An additional To implement the plans, 35 to 50 additional brigades would be needed. Reuters reported.

“NATO currently has 500,000 troops at high readiness across the Alliance and this year put 90,000 of them to the test during the Steadfast Defender exercise, its largest exercise since the Cold War,” Oana Lungescu, Distinguished Fellow at the Royal United Services Institute (RUSI), told Euractiv.

NATO’s new defense plans would also require “more large land formations and, above all, more key capabilities such as air and missile defense, long-range precision fires, attack helicopters and logistics,” Lungescu said.

“This is a long-term, transformative task,” said a senior NATO official, adding that “it will take some time for the additional money to have an impact.”

“This requires sustained investment over a long period of time, with NATO countries working towards spending more than two percent of their GDP on defense,” Lungescu said.

Increasing pressure on people who spend too little

NATO leaders are expected to renew their commitment in Washington this week to meet the alliance’s target of raising defense spending to two percent of GDP.

Over the last two years, NATO – and in particular The United States – have pushed members to increase spending after years of underspending in the period before the Ukraine war.

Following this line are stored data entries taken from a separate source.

PR #4153, opened 2024-06-05
Changed Warning Color from 'Red' to 'Orange'

IllianiCBT:
As per title, this PR has replaced instances of font color 'red' with font color 'orange'. The color red can be difficult to read on the darker background used by the Darcula theme.

The other colors we use (predominantly green) do not have this issue. The below screenshot illustrates this issue compared to font color orange.

image

### DIFF
--- a/MekHQ/resources/mekhq/resources/Finances.properties
+++ b/MekHQ/resources/mekhq/resources/Finances.properties
@@ -105,7 +105,7 @@ Overhead.text=Your account has been debited for %s in overhead expenses
 # Loans
 Loan.title=loan payment to %s
 Loan.text=Your account has been debited for %s in loan payment to %s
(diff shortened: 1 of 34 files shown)


SJuliez:
There are some configurable colors in MM's GUIPreferences that you could use:
image

I assume MHQ doesn't have its own version of those. But that's a bigger change obviously.

IllianiCBT:
> There are some configurable colors in MM's GUIPreferences that you could use: [image]
> 
> I assume MHQ doesn't have its own version of those. But that's a bigger change obviously.

Honestly, adding three new font color options *is* the better way to do this. I'll go ahead and make those changes. A job done properly is a job done once, after all. :)

IllianiCBT:
This PR now has reduced scope and functionality, as reflected by the updated title and description.

SJuliez (approved):

PR #4156, opened 2024-06-06
Replaced Uses of Font Color 'Red' with New MekHQ Font Color Option Call

IllianiCBT:
Requires: #4153

This PR replaces calls to font color 'red' with the 'negative event' font color assigned via the MekHQ Options added by #4153.


SJuliez (commented):
I'm not sure if leaving the closing /font and /span was on purpose. If so, I'd not do that. Better to either format in code or in resources, but not mixed.

IllianiCBT:
Resolved conflicts and addressed requested revisions

SJuliez (approved):

PR #4157, opened 2024-06-06
Replaced Uses of Font Color 'Green' and 'Orange' with New MekHQ Font Color Option Calls

IllianiCBT:
Requires: #4153 and #4156

This PR replaces calls to font color 'green' with the 'positive event' font color assigned via the MekHQ Options added by #4153.

It also does the same for font color 'orange', replacing the handful of instances where that is used with the 'warning event' font color.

However, European NATO members point out that Washington’s long-standing criticism of them that they do not contribute to burden-sharing within the alliance no longer corresponds to reality.

In a sharp increase – encouraged by bipartisan pressure from the US and Russia’s threat – 23 of 32 members are expected to achieve the spending target this year, with nSpending in the US increased by 18%.

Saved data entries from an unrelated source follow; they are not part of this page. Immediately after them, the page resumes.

PR #5281, opened 2024-12-03
Refactored Leadership Unit Selection Logic

IllianiCBT:
This PR revises Leadership Unit selection to no longer use the lowest BV in the previously assigned forces. Furthermore, players are not granted `x` number of auxiliary units per level of _Leadership_.

Instead, players are granted a 500 BV2 budget, multiplied by the number of levels of _Leadership_ obtained by the force commander. A character with 3 _Leadership_, for example, can supplement their deployment with 1,500 BV2 of supplemental units. There is no limit on the number of units the player can deploy in this way, so long as the total BV2 does not exceed the budget. Leadership units are still required to be a different type to the primary unit for the parent force.

Only units that are present in the TO&E are eligible to be chosen as Leadership Units. This allows the player to better control what units are listed.


IllianiCBT:
- Increased the leadership unit budget from 500/level to 1000/level (capped at 5,000). This may need further adjustments, but should be a good starting point*
- Leadership Unit costs are based on crewless BV2*
- Leadership Units are no longer restricted to types other than the primary force's primary type. This means 'Meks can reinforcement 'Mek forces, and Vees can reinforce Vee forces*
- Updated the Leadership unit picker GUI to include more information

*These changes were suggested by our user base

IllianiCBT:
- Leadership unit picker now sorts entries based on formation names, not unit names. This is done using a reversed force hierarchy. So we sort at battalion level, then company level, then lance level (and so on). This ensures units are grouped intuitively, which should make finding the right units easier for players with large campaigns.

HammerGS (approved):
Co-Pilot sees no issues.

HammerGS:
@IllianiCBT Merge Conflicts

The laggards include Spain (1.28%), Belgium (1.3%), Canada (1.37%), Italy (1.49%) and Portugal (1.55%), while other countries such as Luxembourg (1.29%) or Slovenia (1.29%) find it difficult to justify politically an increase in their spending.

But pressure will increase on those who spend too little, NATO diplomats say. Some say that those who meet the current target will “will almost certainly have to bear higher costs.”

“It was therefore clear to us that two percent of GDP was the minimum,” said the NATO diplomat quoted above.

“Poland is already spending over four percent this year, the Baltic countries over three percent. Other European countries and Canada must follow suit and invest more in forces and capabilities to ensure that NATO’s defence plans do not remain just on paper,” said Lungescu.

On Tuesday, the region’s defense ministers urged their NATO counterparts to go beyond current spending targets.

“Our voice was very clear: 2% is not enough (…) So we have to go to 2.5%, maybe even 3% of GDP,” said Estonia’s Defence Minister Hanno Pevkur. told an event in Washington.

“We need to invest more to expand our capacities,” said Pevkur.

Despite the pressure, several NATO diplomats told Euractiv they did not expect the target to move towards 3% in the short term, but acknowledged that it would require much higher investments to make NATO war-ready.

NATO’s 2 percent target currently does not take into account the human contribution to operations or military assistance to Ukraine, so some NATO members would like to discuss changing the calculation method.

The most important goal for everyone, however, is to spend two percent of GDP, and raising that target when a third of NATO allies are not yet meeting it is “a big challenge,” said a NATO diplomat, echoed by several others.

War economic offer

“The task of (this) NATO summit will be to make the regional plans feasible; in other words, to underpin them with the necessary capabilities,“, German Defense Minister Boris Pistorius told reporters on Tuesday (July 9).

“We also need an efficient and more powerful arms industry that can supply our armed forces sustainably and reliably even in times of crisis,” said Pistorius.

In an effort to strengthen Western Production capacity of the defense industryNATO heads of state and government will pledge to work together on the new Defense industry promise, They are expected to agree on this on Wednesday (July 10).

For the plans to work, “we need more mass, we need more material, we need more modernization, faster introduction of new technologies (…) all of this will cost money, and it will cost most (NATO) allies more than two percent of GDP,” said the senior NATO official quoted above.